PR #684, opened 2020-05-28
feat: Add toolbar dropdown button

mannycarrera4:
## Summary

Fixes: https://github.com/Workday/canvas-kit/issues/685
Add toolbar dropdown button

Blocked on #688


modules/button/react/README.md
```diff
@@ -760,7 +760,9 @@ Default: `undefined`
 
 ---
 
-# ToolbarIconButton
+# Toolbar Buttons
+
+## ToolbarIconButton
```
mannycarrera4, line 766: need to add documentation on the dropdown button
..............................
* Activity *
Retype the data. Every line must match the original exactly.

* Result of the task *
PR #684, opened 2020-05-28
feat: Add toolbar dropdown button

mannycarrera4:
## Summary

Fixes: https://github.com/Workday/canvas-kit/issues/685
Add toolbar dropdown button

Blocked on #688


modules/button/react/README.md
```diff
@@ -760,7 +760,9 @@ Default: `undefined`
 
 ---
 
-# ToolbarIconButton
+# Toolbar Buttons
+
+## ToolbarIconButton
```
mannycarrera4, line 766: need to add documentation on the dropdown button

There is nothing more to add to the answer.